• Problem to work on: Would you repeat exactly the part of the listing below that runs from the line containing "### Expected result" down to the line containing "please check now, this", inclusive, and nothing else?

• Supplied data:

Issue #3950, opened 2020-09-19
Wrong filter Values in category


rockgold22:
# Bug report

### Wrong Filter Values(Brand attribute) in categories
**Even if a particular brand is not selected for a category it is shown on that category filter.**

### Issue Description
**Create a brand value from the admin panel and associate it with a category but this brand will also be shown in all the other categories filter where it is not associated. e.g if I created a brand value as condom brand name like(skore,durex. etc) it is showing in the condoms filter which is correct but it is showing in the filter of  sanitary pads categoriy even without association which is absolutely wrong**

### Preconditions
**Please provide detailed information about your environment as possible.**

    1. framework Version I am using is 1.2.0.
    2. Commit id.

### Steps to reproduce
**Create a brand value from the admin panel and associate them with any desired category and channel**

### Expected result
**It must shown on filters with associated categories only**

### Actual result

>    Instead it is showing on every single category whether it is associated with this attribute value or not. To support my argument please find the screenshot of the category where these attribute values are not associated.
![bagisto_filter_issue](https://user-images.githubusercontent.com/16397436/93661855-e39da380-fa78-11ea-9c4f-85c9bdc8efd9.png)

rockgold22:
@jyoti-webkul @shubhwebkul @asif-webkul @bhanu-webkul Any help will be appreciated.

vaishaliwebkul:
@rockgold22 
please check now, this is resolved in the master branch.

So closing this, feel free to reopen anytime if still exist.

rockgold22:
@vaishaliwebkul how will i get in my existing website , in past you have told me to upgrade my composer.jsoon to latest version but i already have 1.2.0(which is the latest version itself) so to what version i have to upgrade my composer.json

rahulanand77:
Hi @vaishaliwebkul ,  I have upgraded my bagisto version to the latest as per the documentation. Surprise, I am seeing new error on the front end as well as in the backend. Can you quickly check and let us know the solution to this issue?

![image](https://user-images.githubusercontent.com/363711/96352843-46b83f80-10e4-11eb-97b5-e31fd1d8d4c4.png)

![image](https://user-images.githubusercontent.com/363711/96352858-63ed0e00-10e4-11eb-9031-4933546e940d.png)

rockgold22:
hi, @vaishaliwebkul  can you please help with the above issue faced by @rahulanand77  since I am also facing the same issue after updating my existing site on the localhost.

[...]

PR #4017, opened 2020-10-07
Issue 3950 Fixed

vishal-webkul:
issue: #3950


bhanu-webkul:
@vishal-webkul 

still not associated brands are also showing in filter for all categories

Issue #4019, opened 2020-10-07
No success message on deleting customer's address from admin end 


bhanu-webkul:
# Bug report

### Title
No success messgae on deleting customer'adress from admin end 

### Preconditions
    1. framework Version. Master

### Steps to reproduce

...

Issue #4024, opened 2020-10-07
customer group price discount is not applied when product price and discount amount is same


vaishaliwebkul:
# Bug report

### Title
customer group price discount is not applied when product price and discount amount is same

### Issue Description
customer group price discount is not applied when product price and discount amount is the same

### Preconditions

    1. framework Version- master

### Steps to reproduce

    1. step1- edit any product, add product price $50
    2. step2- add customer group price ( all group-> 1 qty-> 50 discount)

• Task response:
### Expected result
**It must shown on filters with associated categories only**

### Actual result

>    Instead it is showing on every single category whether it is associated with this attribute value or not. To support my argument please find the screenshot of the category where these attribute values are not associated.
![bagisto_filter_issue](https://user-images.githubusercontent.com/16397436/93661855-e39da380-fa78-11ea-9c4f-85c9bdc8efd9.png)

rockgold22:
@jyoti-webkul @shubhwebkul @asif-webkul @bhanu-webkul Any help will be appreciated.

vaishaliwebkul:
@rockgold22 
please check now, this is resolved in the master branch.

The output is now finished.